Addiction occurs when a person becomes dependent on drugs, or when he or she continues to use drugs, despite negative health and social consequences.
Once addicted to a substance, it is very difficult for an individual to stop using it. Thus, substance abuse continues in cycles of recovery and relapse. It’s a challenging journey, and 40 to 60 percent of the time, a person who truly wants to recover still finds themselves in relapse.
Identifying methods to diminish the rate of substance abuse and relapse often requires scientists and clinicians to look beyond the substances and explore other relevant areas, such as stress and exercise.
How Stress Feeds Addiction
Stress is a risk factor in the development of addiction to drugs and alcohol abuse. It also makes an addict vulnerable to relapse. Stress is an inevitable part of life. It cannot be entirely avoided, so what steps can one take to reduce its negative impact on addiction recovery? How might we cope with stress?
Dopamine is a feel-good neurotransmitter that helps control the brain’s reward and pleasure centers. When a person uses drugs, dopamine kicks in and creates a feeling of extreme pleasure. Such a feeling is a welcome break from stress, so perhaps the key to reducing drug use and relapse is to find a feel-good substitute, something that produces dopamine without the harmful effects of drugs. Something that can rewire us to seek out healthy activities rather than destructive chemicals.
And thus, we turn to exercise, which can alter the brain's dopamine pathway. This pathway is linked to the rewarding and reinforcing properties of drugs.
The Role of Exercise in Addiction Recovery
Exercise provides a natural way to increase dopamine, similar to the chemical effect that occurs in the brain during drug or alcohol abuse. For recovering individuals, physical activity can not only help reduce stress; it may also create the euphoric feelings previously associated with substance abuse, only in a natural and healthy way.
Exercise-based interventions have long been shown to reduce stress and decrease the likelihood of drug dependence, while also diminishing cravings and inhibiting relapse. In other words, aerobic exercise is inversely related to substance use and abuse.
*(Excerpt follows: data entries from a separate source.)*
PR #4, opened 2024-06-05
Refactor block scenes

wnbaum:
Cleaned up old block scenes that were a mix between scene inheritance and properties. Now it is easy to create and format new statement and parameter blocks.
Added a test scene where there is a node that inherits from `SimpleCharacter` called `MyCharacter` that can move around in the scene.

Note: when adding a script to the character, you should 1: save it in a different location and 2: make sure it inherits from `SimpleCharacter` rather than the base node. This is an unintuitive process and we should look at making it simpler.

https://phabricator.endlessm.com/T35448


wnbaum:
An example of creating a block is in `simple_character.gd`. You can format the blocks by supplying parameters with types, and use those types in the generated code statement. This is a custom block associated with the `SimpleCharacter` class. To add global blocks you would write something similar in `category_factory.gd`.
```
b = CategoryFactory.BLOCKS["statement_block"].instantiate()
b.block_type = Types.BlockType.EXECUTE
b.block_format = "Add movement input {input: VECTOR2} with speed {speed: INT}"
b.statement = "velocity = {input}*{speed}\nmove_and_slide()"
```

wnbaum:
Also, a better "control" block can be added next so we can programmatically create blocks such as if/else and loops.

wnbaum:
Merged new way to attach block code scripts. Will continue working on making creating blocks easier.

PR #7, opened 2024-06-07
Block code node manuq

manuq:


dbnicholson:
Is this still relevant?

manuq:
I still need to port parts of this to new PRs. Like the way the block script resource emits a signal when changed.

PR #8, opened 2024-06-07
Resource improvements

manuq:


wnbaum:
Looks good! I just wouldn't want to expose the script resource to beginners since it's only really useful for debugging. We can keep it exposed for now though as we are developing. Not sure if we should comment out the `_get_property_list()` method or if it just stay in the git history. Also I don't know what the autoformatter did to it xD. If you think its good as is go ahead and merge it!

addons/block_code/block_code_node/block_code.gd
```diff
@@ -36,22 +29,18 @@ func _enter_tree():
 		plugin.add_inspector_plugin(load("res://addons/block_code/inspector_plugin/block_script_inspector.gd").new())
 
 
-# Necessary to "export" the block script data without exposing it
-func _get_property_list():
```
wnbaum, line 40: Yea, maybe just comment out this function instead of removing it if you want, up to you. Not sure what the standard is.

wnbaum (approved):

addons/block_code/block_code_node/block_code.gd
manuq: Actually it's a bit hard because it involves setting `PROPERTY_USAGE_EDITOR` or `PROPERTY_USAGE_NO_EDITOR` instead of the usual `@export`. I don't think we should hide this, at least for the time being.

PR #9, opened 2024-06-07
New blocks: Signals, physics, and movement

wnbaum:
This adds new blocks for signals. A node can broadcast a signal and any other node can receive it by name. Maybe can pass data through signals too. Added a physics process entry block, and simplified the movement block.

These are all steps towards making a simple game using blocks.

### DIFF
--- a/addons/block_code/block_code_node/block_code.gd
+++ b/addons/block_code/block_code_node/block_code.gd
@@ -14,9 +14,9 @@ func _ready():
 	var script := GDScript.new()
 	script.set_source_code(bsd.generated_script)
 	script.reload()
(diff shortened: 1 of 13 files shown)


manuq:
Early review while this is in draft: It's cool enough for merging! Ultimately the way of communicating nodes with blocks will be instructed by the mockups.

wnbaum:
Added some simple get/set variable blocks as well as integer math. When we iterate more we can decide how to handle types, but for now this will push forward making a simple game. This PR is getting quite big so I would rather merge it and make a new one for the physics area stuff!

manuq:
Excellent!

PR #10, opened 2024-06-10
Add knobs to statement blocks

manuq:
Rather rudimentary for now:
Captura desde 2024-06-10 15-46-42

### DIFF
--- a/addons/block_code/ui/blocks/statement_block/background.gd
+++ b/addons/block_code/ui/blocks/statement_block/background.gd
@@ -1,0 +1,51 @@
+@tool
+extends Control
+
+const KNOB_X = 30.0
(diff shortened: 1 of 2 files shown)


wnbaum (approved):
Super cool, love it! Maybe the cut out and extruded bit can be swapped from top to bottom to look more like blocks that students are used to but it's unique and can obviously be iterated on if we want. Looks good to merge.

manuq:
> Maybe the cut out and extruded bit can be swapped from top to bottom to look more like blocks that students are used to but it's unique and can obviously be iterated on if we want.

Ah true, how you say is also how Blockly or MS Arcade do it. I'll swap the cutouts then.

PR #11, opened 2024-06-10
Blocks UI: Improve knobs in statement blocks

manuq:
https://phabricator.endlessm.com/T35477


wnbaum (approved):
New blocks look super clean, nice!! I updated the basic block to use the new background script, and made it so you can toggle having the top cutout. Also the preview highlight now looks like a block :)

PR #12, opened 2024-06-11
Block Code Node: Add icon

manuq:
https://phabricator.endlessm.com/T35477


dylanmccall:
I like it! And I like the distinct colour choice :)

PR #13, opened 2024-06-11
Control and entry blocks with parameters

wnbaum:
Made it much easier to create new control blocks (if/else, loops), and styled them better.

Also added a way to create parameters in entry blocks, for example you could have an entry point if a body enters an Area2D, and the parameter would be the body entered (see new block in "test" category). Then maybe you could check the name of the body to increase the score or something. Conditional stuff will come next.

When implementing the "control" blocks, I did feel like generating a text script is a little messy, and would probably be cleaner with interpreted blocks. Maybe that is something to explore further, but for now I think this is working fine for a prototype, and we also want to possibly have a readable script for the user to switch to.


manuq:
Looks good! We ultimately would like also an IF without an ELSE, no? MS Arcade has a nice expand feature to convert an IF to an IF/ELSE.

Issue #400, opened 2025-07-12
Problem with variables in Godot 4.4


KaiSD:
### What Happened

I was trying to use Block Coding in Godot 4.4 Stable.

As a test, I created a 2d node, created a variable at start and tried to access it in "every frame".

For all kinds of variables I'm getting the same error, that looks like this:
1. For trying to use numerical variable (float or int) in calculation or condition: "Parser Error: Invalid operands "Node" and "float" for "-" operator."
2. For trying to getvalue from Vector2: "Invalid access to property or key 'y' on a base object of type 'null instance'."

I looked at the generated code, and seen that variable's name in the gnerated code in soce situations left as "(%s)".

<img width="1289" height="922" alt="Image" src="https://github.com/user-attachments/assets/4c1174d6-8e61-4f96-9dee-6e788ea58dd9" />

### How to Reproduce

1. Set the variable when starting
2. Try "variable = variable - 1" or "variable = variable + 1" in every frame block.
3. In resulting code some variable names will be left as (%s), and the code will not work.

### Block Coding Plugin Version

v0.10.0

### Godot Engine Version

v4.4 Stable

### Logs or command-line output

```shell

```

bront32:
I hope this can be fixed soon, I was hoping to transition school students from Scratch to Godot using Block Coding and the Vector variables are essential.  I wish I knew how to look into it myself but could not follow the scripts.

PR #402, opened 2025-08-06
Repopulate variable code template

DoomTas3r:
Looks like a simple writing mistake!

Fix for https://github.com/endlessm/godot-block-coding/issues/400
Caused by [947bd28](https://github.com/endlessm/godot-block-coding/commit/947bd28888551a91fff86ee0ad0506eb27335109)


manuq (approved):
Indeed, thanks for your contribution! It is very nice that you also referenced the exact commit with the regression, the error is clear in the commit diff.

Issue #360, opened 2025-01-24
Variables: Allow deletion


manuq:
### What Happened

Variables can be created from the Variables section using the "+ Create New Variable" button. But they can't be removed. Add UI below the "+ Create New Variable" button to remove existing variables. This could be a "🗑 Remove Variable" dropdown, with a confirmation dialogue.

### How to Reproduce

N/A

### Block Coding Plugin Version

main

### Godot Engine Version

4.3

### Operating System

Endless OS

### Logs or command-line output

```shell

```

tindrew:
I reported this to you over 7 months ago. Glad to see you finally fixed it.

PR #403, opened 2025-08-07
Adds delete variable button and dialogue

DoomTas3r:
Fix for #360

Adds the delete variable button with a dialogue box and check boxes to select variable names and delete them if they exist. The delete variable functionality resembles the create variable functionality, including the ability to undo.

Functionality missing from this commit might include hiding the delete variables button when there are no variables, and disabling the delete button if no check boxes are checked.

The missing title bar, the outline, and the curved corners are from my window manager.
dialogue

button


manuq (approved):
Thank you!

PR #404, opened 2025-08-08
Adds to_string block with optional types

DoomTas3r:
Partially addresses #351

The to_string block converts a parameter to a string. It includes an option input with an integer, a boolean, a vector2, a vector3, a color, and an object.

The type of the selected input gets detected and displays as a normal parameter input with the detected type and snapping
example

This prints:
```
4.0
false
(0.0, 0.0)
(1.0, 1.0, 1.0, 1.0)
Sprite2D:<Sprite2D#59659781447>
```


manuq (approved):
Yes I think is good to have this block for now. Thank you!

PR #791, opened 2017-02-02
Normative: spell out initialization of agent clusters' candidate execution

syg:
Per previous discussion, use prose instead of an algorithm since the initialization is of a spec mechanism and has no meaningful, observable ordering.


spec.html
```diff
@@ -6502,6 +6502,12 @@
       <p>Examples of that type of termination are: operating systems or users terminating agents that are running in separate processes; the embedding itself terminating an agent that is running in-process with the other agents when per-agent resource accounting indicates that the agent is runaway.</p>
     </emu-note>
 
+    <p>Prior to any evaluation of any ECMAScript code by any agent in a cluster, the [[CandidateExecution]] field of the Agent Record for all agents in the cluster is set to the initial candidate execution. The initial candidate execution is an empty candidate execution whose [[EventLists]] field is a List containing, for each agent, an Agent Events Record whose [[AgentSignifier]] field is that agent's signifier and whose [[EventList]] field is an empty List.</p>
```
bterlson: I feel like ultimately this got confusing (though, I think, slightly better than the alg). It's times like these I wish we could just use TS interface definitions :)

bakkot:
(I don't think this can actually be tested, but feel free to add the 'needs tests' label if I'm mistaken.)

PR #795, opened 2017-02-06
Restrict super() in eval-scripts when in constructor methods of derived classes

anba:
Restricts `eval("super()")` to be only valid when a plain `super()` is valid.


littledan:
Thanks for this change; this behavior matches what V8 already implemented, and it seems more sensible to me.

PR #797, opened 2017-02-06
Allow duplicate function declarations in switch-statements

### LINKED ISSUE #780: Extend B.3.3.4 to cover switch-statements?
B.3.3.4 only allows `{ function f() {} function f() {} }`, but browsers also accept `switch (0) { case 0: function f() {} function f() {} }`. I think the omission to change 13.12.1 is a spec error, but before writing a PR, I'd like to get this confirmed.

anba:
Fixes #780

### DIFF
--- a/spec.html
+++ b/spec.html
@@ -38878,6 +38878,16 @@ THH:mm:ss.sss
           </li>
         </ul>
       </emu-annex>
+      <emu-annex id="sec-switch-duplicates-allowed-static-semantics">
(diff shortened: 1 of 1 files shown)


bterlson:
Ok, you've convinced me, it's just a spec bug. (I don't think anyone will object to speccing something that is already reality :))

littledan:
Oh really? I think we maybe could've gotten away with banning this one...

PR #810, opened 2017-02-09
Allow tail-calls in for-in loops

anba:
This was previously disallowed because users could add a custom return() method for enumeration iterators, cf. https://bugs.ecmascript.org/show_bug.cgi?id=3031.

Split from #775.


bterlson:
@msaboff can you (or someone on JSC) take a look at this?

msaboff:
@bterlson Sorry for the delay.  I think we are fine with the proposal.  I don't see this so much as an implementation issue but a language semantic issue.

bterlson:
I agree, though I would be concerned if the semantics didn't match what you implemented :)

Issue #807, opened 2017-02-09
Atomics operations should use ToIndex, not ToInteger


lars-t-hansen:
(Moved from https://github.com/tc39/ecmascript_sharedmem/issues/160)

Says @evilpie: We probably want to switch everything new to ToIndex instead of ToInteger. This affects at least ValidateAtomicAccess.

It appears that the current Atomics spec language is modeled on an older version of GetViewValue, which has since been changed to use ToIndex. I don't think there's any reason not to change the proposal to follow that change, as Tom says. Given the structure of the proposal text the only change should be in ValidateAtomicAccess, where steps 2-4 are replaced by a call to ToIndex and step 6 does not need to test for negative values.

Also see issue #410, which changed GetViewValue.

cc @leobalter

syg:
I audited all the ToInteger uses for the SAB+Atomics stuff and the only one I found is ValidateAtomicAccess.

PR #811, opened 2017-02-09
Normative: use ToIndex instead of ToInteger in ValidateAtomicAccess

syg:
Addresses #807


bterlson:
My belief is that this is simply fixing an editorial bug (resulting from changes to TAs happening in parallel with SAB work). Any objections to pulling this?

syg:
I'm assuming you're not asking for objections from me, since I opened the PR.

Context for Brian's belief: the SAB spec text was written at a time before TypedArray spec algorithms were changed from ToInteger to ToIndex. This instance of ToInteger in ValidateAtomicAccess is a holdover from that.

lars-t-hansen:
Needs test cases also.

Needs support in implementations.  @binji @pizlonator @evilpie

binji:
Thanks, Lars. Filed a v8 bug here: https://bugs.chromium.org/p/v8/issues/detail?id=5961

Issue #461, opened 2016-03-05
Internal List data structure semantics and its implications in section 9.5.11


saambarati:
I recently implemented section 9.5.11 of the spec inside JavaScriptCore (https://tc39.github.io/ecma262/#sec-proxy-object-internal-methods-and-internal-slots-ownpropertykeys). 
Sections 17 and 19 perform the Remove operation on the List type.
I couldn't find documentation on the formal semantics of the List data structure.
Specifically, how is the Remove operation defined? Is it defined to just delete the first instance of something in the List or all instances?

Also, depending on the semantics, the algorithm defined in 9.5.11 allows for duplicate entries to be returned by this trap under certain circumstances. Is this intended? I think this would be the only place where [[OwnPropertyKeys]] has duplicate entries. Maybe we should guarantee the items are unique?

allenwb:
Lists can have duplicate entries and in cases where duplicate entries ae actually possible the algorithms must explicitly deal with that possibility.

It is a bug that 9.5.11 does not do so.

Note that [[OwnPropertyKeys]] does not have an invariant stating that the List it returns contains no duplicates. So,  it is possible that *trapResult* and/or *targetKeys* could contain duplicates. 

I've generally resisted adding invariant that is not essential for security reasons in order to avoid  generally unnecessary extra checking on the results of proxy traps. But in this particular case,  I think we should probably add the invariant that the List returned from [[OwnPropertyKeys]] contains no duplicates as such duplicates are generally unexpected and none of the uses of [[OwnPropertyKey]] in the spec. explicitly deals with that possibility.  This won't add much overhead to [[OwnPropertyKey]] traps as fixing the bug identified by this issue is going to require de-duping in most cases, so we might as well simplify by making "no dups" an invariant.

Here are the changes I propose:

In [6.1.7.3](https://tc39.github.io/ecma262/#sec-invariants-of-the-essential-internal-methods) under [[OwnPropertyKey]] add this following as an invariant:

> * The returned List  contains no duplicate entries.

In [9.5.11](https://tc39.github.io/ecma262/#sec-proxy-object-internal-methods-and-internal-slots-ownpropertykeys) insert a new step immediately after step 8:

> If *trapResult* contains any duplicate entries,  throw a **TypeError** exception.

After the existing step 10 add a new step:
>Asset: *targetKeys* contains no duplicate entries.

and add to the list of invariants in the Note:

> * The returned List  contains no duplicate entries.

[...]

PR #833, opened 2017-03-03
Normative: Throw TypeError if proxy [[OwnPropertyKeys]] returns duplicate entries

bterlson:
Proxy [[OwnPropertyKeys]] now throws if the trap returns an array with duplicate entries and reverts a few of the changes made to handle duplicate property keys in a few places. See also discussion in #461. I believe this is needs-consensus, though I haven't heard arguments against this.

/cc @anba

### DIFF
--- a/spec.html
+++ b/spec.html
@@ -1516,6 +1516,9 @@
             The return value must be a List.
           </li>
           <li>
+            The returned list must not contain any duplicate entries.
+          </li>
+          <li>
             The Type of each element of the returned List is either String or Symbol.
           </li>
           <li>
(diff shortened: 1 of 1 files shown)


spec.html
```diff
@@ -16564,7 +16572,7 @@
               for (const key of Reflect.ownKeys(obj)) {
                 if (typeof key === "symbol") continue;
                 const desc = Reflect.getOwnPropertyDescriptor(obj, key);
-                if (desc && !visited.has(key)) {
+                if (desc) {
```
ljharb: I think this polyfill code might need more tweaking - does it still need `visited` at all?

annevk:
Assuming this can only happen for proxy objects, this should be no problem from HTML's perspective.

spec.html
anba: We still need to track when the same property key is also present in the prototype chain.

anba:
Does anyone remember why we call [[GetOwnProperty]] for every property key instead of throwing an exception when we detected the first invariant violation? Was this added just to make sure the possible side-effects of [[GetOwnProperty]] are executed?

bterlson:
@annevk just to make double-sure, you mean "duplicate keys" can only happen with proxies, or making duplicate keys a type error is only for proxies? just want to make sure HTML doesn't depend on duplicate keys anywhere...

bterlson:
@anba I don't recall, but possibly @allenwb does.

annevk:
@bterlson the former. I think we already made sure that proxy-using objects never returned duplicate keys, though maybe now this change is made we should start enforcing that in IDL too more clearly.

leobalter:
We need volunteers to update the current tests on test262. I'm willing to support w/ reviews

ajklein:
What if the text said "If trapResult contains any entries a and b for which SameValue(a, b) is true, throw a TypeError". That's still one line, but at least refers to the right spec machinery.

bterlson:
Removing needs-consensus as we got consensus in March. Still need tests though I think.

rwaldron:
https://github.com/tc39/test262/commit/a775c243bc36a9a4b5656824ef210c01dc6afffd

leobalter:
Tests are up and landed into Test262

@bterlson :shipit:

bterlson:
YES!

PR #835, opened 2017-03-03
Small Atomics changes to reduce duplications

anba:
Here are possible changes to avoid some duplications in the Atomics section. 

Changes:
- Partially reverts f1239ca, because Atomics.wait actually only needs the GetValueFromBuffer bits from Atomics.load.
- I've replaced the boolean parameter in ValidateSharedIntegerTypedArray with a List, because some prefer to avoid boolean parameters, and because the List approach allows to write a more concise algorithm.
- The buffer address computation was duplicate in multiple operations, we can avoid this by moving it into the ValidateAtomicAccess operation.

Applies on top of #834, but I wanted to keep possible refactorings separate from bug fixes. And I've directly included the changes from #820 in 62ac9b4e1d7aabb01e933fd4ac00a04a860bcf70.

### DIFF
--- a/spec.html
+++ b/spec.html
@@ -34681,21 +34681,6 @@ THH:mm:ss.sss
           1. Return GetModifySetValueInBuffer(_buffer_, _indexedPosition_, _elementType_, _v_, _op_).
         </emu-alg>
       </emu-clause>
-
-      <emu-clause id="sec-atomicload" aoid="AtomicLoad">
-        <h1>AtomicLoad( _typedArray_, _index_ )</h1>
-        <p>The abstract operation AtomicLoad takes two arguments, _typedArray_, _index_. The operation atomically loads a value and returns the loaded value. It performs the following steps:</p>
-        <emu-alg>
-          1. Let _buffer_ be ? ValidateSharedIntegerTypedArray(_typedArray_).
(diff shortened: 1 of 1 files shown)


littledan:
@syg @lars-t-hansen What do you think of these editorial changes?

lars-t-hansen:
I think this PR should wait until #1127 is resolved since that will likely rearrange some of the relevant bits.  I'm not against it, but I'd probably prefer to re-evaluate changes after that PR lands.

(Personally I doubt that changing from a bool to a list of allowed types clarifies anything, but that's mostly a matter of preference and more for TC39 to decide.)

ljharb:
@lars-t-hansen @anba now that #1127 is merged, can this be updated?

lars-t-hansen:
@anba, I'll wait until you notify me about any changes.

ljharb:
@anba this can be rebased on top of master now that #2015 has landed, if you're still interested in pursuing the third commit.

bakkot:
The change to `ValidateSharedIntegerTypedArray` is pretty stale after the addition of BigInts and https://github.com/tc39/ecma262/pull/1908, and I think the `waitable` boolean which is now on `ValidateIntegerTypedArray` is better than a list of allowed types, so I'm going to close this. If there's still a change someone wants to make here, feel free to reopen (or, ideally, open a new PR).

Emerging research using animal models shows that regular aerobic exercise decreases stress-induced cocaine-seeking behavior. The workout in this research was one hour on a treadmill, five times a week. In this latest study, exercise reduced stress hormones and elevated mood. The investigators concluded that working out may help reduce the anxiety and negative emotions associated with withdrawal and substance abuse.
So in addition to preventing physical health problems, including heart disease, diabetes, and arthritis, along with certain mental health issues, such as anxiety and depression, exercise may also prevent relapse.
A Holistic Approach for Addiction Recovery
Using exercise to reduce the level of stress may be a promising avenue of hope. Since stress and negative emotions are among the major causes of relapse, exercise appears to play a major role in helping to lessen the potential of falling off the wagon.
However, lowering stress is not enough on its own to beat addiction and create a life of sobriety. While exercising can help curb a huge relapse trigger, the authors of this recent study emphasize that exercise for stress reduction is only part of a successful total recovery program. At the end of the day, a sober journey with the support of a community comprised of like-minded people and addiction specialists remains a primary factor in helping sustain recovery.
There is no doubt that learning effective methods of managing stress is essential to long-term recovery. However, living a life of sobriety sees higher chances of success with a comprehensive treatment program. Exercise alone is not a replacement for inpatient treatment and medical monitoring (when necessary), group counseling, individual therapy, peer support groups, outpatient support, and a complete aftercare plan. In fact, most experts believe that ongoing counseling and lifelong treatment is essential in maintaining a sober lifestyle.